--- Raw data ---
PR #3197, opened 2023-11-05
Make Overclocker tooltips reflect reality

### LINKED ISSUE #3196: Tech Reborn Overclocker Upgrade tooltips don't reflect reality
(This is Tech Reborn 5.8.7 on Minecraft 1.20.1)

## Current state
oc
16 upgrades with Shift:
oc_shift

The issues with this:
---
Work required: Copy the records above exactly, starting at the line that contains "(This is Tech" and ending at the last line, and leave out all earlier lines.

Exercise solution:
(This is Tech Reborn 5.8.7 on Minecraft 1.20.1)

## Current state
oc
16 upgrades with Shift:
oc_shift

The issues with this:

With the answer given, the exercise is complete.